PR #23, opened 2017-06-15
Add migration flag to promote and deploy - fix env injection in run command - update production default replicas

izakp:
- Add a `--migration` flag to `deploy` and `promote` commands i.e. `hokusai deploy {SHA1} --migration bundle exec rake db:migrate` - this will launch a container at the tag specified, run the command, and only continue with the deployment / promotion if it succeeds
- Fix injecting env vars to `run` command via the `--env` flag - now verified that it will override any env vars that are present in the existing environment configmap... i.e. if `REDIS_URL=foo` is set prior, via `hokusai env set`, and the command `hokusai run bash --env REDIS_URL=bar` is run, the container will be launched with the environment `REDIS_URL=bar`
- Update `setup` to default to 2 replicas for production deployments

### DIFF
--- a/hokusai/commands/setup.py
+++ b/hokusai/commands/setup.py
@@ -196,9 +196,14 @@ def setup(aws_account_id, project_type, project_name, aws_ecr_region, port,
       if with_rabbitmq:
         environment.append({'name': 'RABBITMQ_URL', 'value': "amqp://%s-rabbitmq/%s" % (config.project_name, urllib.quote_plus('/'))})
 
+      if stack == 'production':
+        replicas = 2
+      else:
+        replicas = 1
+
       deployment_data = build_deployment(config.project_name,
                                           "%s:%s" % (config.aws_ecr_registry, stack),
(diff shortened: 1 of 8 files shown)


hokusai/commands/setup.py
```diff
@@ -196,9 +196,14 @@ def setup(aws_account_id, project_type, project_name, aws_ecr_region, port,
       if with_rabbitmq:
         environment.append({'name': 'RABBITMQ_URL', 'value': "amqp://%s-rabbitmq/%s" % (config.project_name, urllib.quote_plus('/'))})
 
+      if stack == 'production':
+        replicas = 2
```
joeyAghion: Web Scale™️

joeyAghion:
Note that we'd be in a weird state if the migration command fails and stops the deploy. BUT I don't know any way around that. Them's the breaks with state.

cavvia:
Thanks for this!

PR #25, opened 2017-07-31
Remove -e from docker login command

ashkan18:
# Problem
Keep getting following error when trying `hokusai push`

```shell
ERROR: unknown shorthand flag: 'e' in -e
See 'docker login --help'.
```

Looks like `-e` is not an [option](https://docs.docker.com/engine/reference/commandline/login/) anymore.

# Solution
Remove it :) With removing it i was able to push an image to ECR.


izakp:
Thanks @ashkan18

PR #117, opened 2020-11-10
Added support for using an existing Galaxy folder

nuwang:
Adds a new parameter, `galaxy_manage_existing`, which allows an existing galaxy directory to be reused, instead of cloning from git or downloading an archive. In this case, `galaxy_server_dir` is considered to be the existing directory. This is useful for building Docker images from the current folder.

### DIFF
--- a/tasks/main.yml
+++ b/tasks/main.yml
@@ -7,8 +7,9 @@
 - name: Ensure that mutually exclusive options are not set
   assert:
     that:
-      - not (galaxy_manage_clone and galaxy_manage_download)
-    fail_msg: "Variables galaxy_manage_clone and galaxy_manage_download cannot both be true."
+      - [galaxy_manage_clone | bool, galaxy_manage_download | bool, galaxy_manage_existing | bool].count(True) == 1
+    fail_msg: |
+      "Only one of variables galaxy_manage_clone, galaxy_manage_download and galaxy_manage_existing can be true."
 
 # To my knowledge there is no other way to know whether or not the consumer of this role has set `become: true` outside
 # this role, and `become: {{ foo | default(omit) }}` on a task/block actually clobbers the higher level use of `become`.
@@ -44,6 +45,11 @@
   include_tasks: download.yml
   when: galaxy_manage_download
   tags: galaxy_manage_download
+
+- name: Include manage existing galaxy tasks
+  include_tasks: existing.yml
+  when: galaxy_manage_existing
+  tags: galaxy_manage_existing
 
 - name: Include static config setup tasks
   include_tasks: static_setup.yml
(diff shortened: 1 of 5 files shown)


tasks/main.yml
```diff
@@ -7,8 +7,9 @@
 - name: Ensure that mutually exclusive options are not set
   assert:
     that:
-      - not (galaxy_manage_clone and galaxy_manage_download)
-    fail_msg: "Variables galaxy_manage_clone and galaxy_manage_download cannot both be true."
+      - [galaxy_manage_clone | bool, galaxy_manage_download | bool, galaxy_manage_existing | bool].count(True) == 1
```
nuwang, line 10: @natefoo This syntax works ok in newer ansible versions, but it looks like it doesn't on ansible<2.8 on travis. Any thoughts on an alternative?

almahmoud: Not the most elegant, and I might have missed something cause my logic is rusty, but how about:
```
(not (galaxy_manage_clone and (galaxy_manage_download or galaxy_manage_existing))) and (not (galaxy_manage_download and (galaxy_manage_clone or galaxy_manage_existing))) 
```
I think that should cover all possible pairs?

hexylena: I'm fine with excluding <2.8, we keep these pretty updated, people should be updating their ansible, and this feels cleaner and easier to keep updated.

hexylena (approved):
Strange use case but it's opt in, so, doesn't hurt to merge this. Sorry it's been sitting around so long.

hexylena:
@nuwang could you please apply this patch? I think because you've opened the PR from your master branch I can't push back to it. In the future please open PRs from branches, opening from your master branch is an anti-pattern.

```
commit 343a54aa2aafa9e58e65d3663b3681684d298263 (HEAD -> nuwang-master)
Author: Helena Rasche <hxr@hx42.org>
Date:   Wed Jan 13 10:34:46 2021 +0100

    deprecate

diff --git a/.travis.yml b/.travis.yml
index abdb4e7..9611dca 100644
--- a/.travis.yml
+++ b/.travis.yml
@@ -3,7 +3,6 @@ language: python

 matrix:
   include:
-  - python: "2.7"
   - python: "3.6"

 sudo: required
@@ -13,7 +12,7 @@ install:
   - sudo apt-get install git

   # Install Ansible
-  - pip install 'ansible<2.8'
+  - pip install 'ansible<2.10'

   # Add ansible.cfg to pick up roles path
   - printf '[defaults]\nroles_path = ../' > ansible.cfg
```

nuwang:
@hexylena My mistake, have made a new PR including your patch and have additional factored out the compile step based on @natefoo's suggestion.

nuwang:
Closing in favour of: https://github.com/galaxyproject/ansible-galaxy/pull/119

hexylena:
Thanks @nuwang!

=====

● **Work task**
Copy out each line in the listing that has the word "will".

● **Exercise output**
- Add a `--migration` flag to `deploy` and `promote` commands i.e. `hokusai deploy {SHA1} --migration bundle exec rake db:migrate` - this will launch a container at the tag specified, run the command, and only continue with the deployment / promotion if it succeeds
- Fix injecting env vars to `run` command via the `--env` flag - now verified that it will override any env vars that are present in the existing environment configmap... i.e. if `REDIS_URL=foo` is set prior, via `hokusai env set`, and the command `hokusai run bash --env REDIS_URL=bar` is run, the container will be launched with the environment `REDIS_URL=bar`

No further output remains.